The structure that really captured my attention is known as the The Hero’s Journey. You may think you don’t know what the Hero’s Journey is, but if you watch movies then you know the Hero’s Journey because it has been the blueprint for many popular films. The Hero’s Journey can be seen in Jaws, Independence Day, Toy Story, Forrest Gump, Spider-man, Lord of the Rings, Lawrence of Arabia, The Wizard of Oz, Rocky, X-Men, and many many more films, stage plays, novels, and short stories.

The Hero’s Journey originated from an American mythologist, writer and lecturer called Joseph Campbell, who, from his study of myth, folklore and legend discovered there were common elements to stories that are not only separated by thousands of miles, but also by thousands of years. Campbell describes the Hero’s Journey as follows:

“A hero ventures forth from the world of common day into a region of supernatural wonder: fabulous forces are there encountered and a decisive victory is won: the hero comes back from this mysterious adventure with the power to bestow boons on his fellow man.”

The Hero’s Journey can be broken down into twelve distinct stages.

1) Ordinary World
2) The Call to Adventure.
3) Refusal of the Call.
4) Meeting the Mentor.
5) Crossing the Threshold.
6) Tests, Allies, Enemies.
7) Approach to the Innermost Cave.
8) Ordeal.
9) Reward.
10) The Road Back.
11) Resurrection.
12) Return with the Elixir.

Let’s look at each stage by identifying them in the original Star Wars film. When George Lucas wrote Star Wars he was very conscious of creating a true Hero’s Journey and worked very closely with Joseph Campbell in order to make his story structurally sound. Let’s break it down. (This is my personal interpretation of the film and how the Hero’s Journey applies. It is not fact.)

The Ordinary World.

The ordinary world stage of the Hero’s Journey is where we see the hero in his everyday life prior to the story taking off. Luke Skywalker is introduced on his home planet of Tatooine. We see him as a curious and frustrated young man who dreams of a bigger, better future. Luke’s world is mundane and unexciting. All his friends have left home and Luke feels trapped. If you could sum up his life in one word it probably be something like bland, dull, or frustrating.

The Call to Adventure.

Along comes R2D2 with his hidden hologram message… ‘Help me Obi Wan Kenobi, you’re my only hope.’ Soon after we meet Kenobi who tells Luke he is to come with him to help the Princess. ‘You must come with me to Alderaan if you are to learn the ways of the force…’

Refusal of the Call.

Obi-Wan’s invitation presents Luke with conflict. He desperately wants to join Kenobi on his adventure but feels guilty because he can’t leave his uncle alone at the moisture farm. Luke’s sense of responsibility keeps him tied to an unfulfilled life. Luke fears his uncle and it is this fear that makes him decline Obi-Wan's invitation.

Meeting the Mentor.

According to Campbell, a key responsibly of the mentor is to provide the hero with advice, guidance and often some form of gift that will assist the hero in his quest. In Star Wars, Obi-Wan presents Luke with Anakin Skywalker’s lightsaber and will later introduce him to the mysterious ways of the Force. Gifts that will be pivotal in Luke’s journey.

Crossing the Threshold.

When Luke returns home he finds both his uncle and aunt dead; killed by Imperial Stormtroopers who want R2-D2 and C3-PO. Luke has nothing more to stay for and joins Kenobi on his damn fool adventure. Luke leaves his old world behind and crosses the threshold into a new world that is both frightening and exciting.

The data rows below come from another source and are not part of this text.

PR #1431, opened 2024-08-06
feat: remove tabs & add `/dashboard` page

BrickheadJohnny:


src/components/common/Layout/components/BackButton.tsx
```diff
@@ -7,15 +7,16 @@ import { PropsWithChildren } from "react"
 
 type Props = {
   href?: string
+  forceRender?: boolean
```
dovalid, line 10: Instead of this new prop, we should separate the component into a general BackButton and a BackToExplorer button, and use the latter where we used BackButton so far, and use the simple BackButton for the new dashboard navigation

src/pages/[guild]/dashboard/index.tsx
```diff
@@ -0,0 +1,92 @@
...
+import Card from "components/common/Card"
+import Section from "components/common/Section"
+import Head from "next/head"
+
+const DashboardPage = () => {
+  const { isDetailed, name } = useGuild()
+  const { isOwner } = useGuildPermission()
+  const { isSuperAdmin } = useUser()
+
+  if (!isDetailed)
```
Comment (dovalid) [inline src/pages/[guild]/dashboard/index.tsx:29]: Would be great to handle with NoPermissionToPageFallback if I open the link but don't have proper auth, now we get an infinite loading state in that case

Tests, Allies, and Enemies — (Part One).

‘Mos Eisley spaceport. You will never find a more wretched hive of scum and villainy. We must be cautious,’ says Obi-Wan Kenobi before entering the port to look for a suitable pilot. In the bar with the cool music they come across Chewbacca and Han Solo who offer safe (if not expensive) passage to Alderaan. When they board the Millennium Falcon they come under attack and very soon find themselves rocketing through space being pursued by enemy Imperial Cruisers.

Tests, Allies, and Enemies — (Part Two).

After outrunning the cruisers and jumping safely into hyperspace, Obi Wan takes Luke aside for some in-house Jedi training. Using his lightsaber, Luke defends himself against the flying ball thingy with its wasp sting laser beams, much to the amusement of Han Solo. Obi-Wan makes Luke wear the blast helmet and tells Luke to trust himself and to let go. Reluctant at first, Luke does so and defends himself. He passes his first test and is congratulated by Kenobi. ‘You’ve taken your first step into a larger world.’

Approach to the Innermost Cave.

‘That’s no moon…That’s a space station.’ Kenobi tells Han Solo to turn the ship around, but it’s too late. A tractor beam pulls the Millennium Falcon into the Death Star where they will face more enemies and undergo further tests and trials.

The Ordeal.

Let’s face it the whole thing inside the Death Star is a bloody ordeal. After rescuing Princess Leia, they walk into a firefight and have to escape into a nearby rubbish dump. Luke nearly gets eaten by a monster. Then they all come close to being squished by the garbage masher. They get split up, chased by stormtroopers before ending up together looking out onto the Millennium Falcon. As they sneak on board, Luke sees Darth Vader kill Obi-Wan. Kenobi's death according to Campbell signifies ego death. Skywalker is changed and crosses another threshold into another world, albeit an emotional one.

The Reward.

With the tractor beam out of commission the gang escape aboard the Millennium Falcon but they are soon met by a swarm of TIE fighters. Luke and Han take to the laser cannons and dispatch the fighters...'Don't get cocky kid!' Safe for the moment they fly to their rebel base on Yavin armed with the Death Star plans. They are not out of harm’s way yet, and there is every chance that the reward will be short lived, but for now there is a moment of relief.

The Road Back.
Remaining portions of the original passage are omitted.